[DATA EXCERPTS Boundary: Start]
PR #2038, opened 2025-11-25
Fixes #2014

### LINKED ISSUE #2014: InHole(Redundant(impossible_err)) is raised when invalid label is present in a redundant pattern

7h3kk1d:
Fixes #2014 

Allow for tuple errors with redundant pattern errors


7h3kk1d:
Duplicate of https://github.com/hazelgrove/hazel/pull/2009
[DATA EXCERPTS Boundary: End]
» WHAT YOU HAVE TO DO: Go through the data and copy every line that includes "redundant".

» RESPONSE FOR THIS EXERCISE:
### LINKED ISSUE #2014: InHole(Redundant(impossible_err)) is raised when invalid label is present in a redundant pattern
Allow for tuple errors with redundant pattern errors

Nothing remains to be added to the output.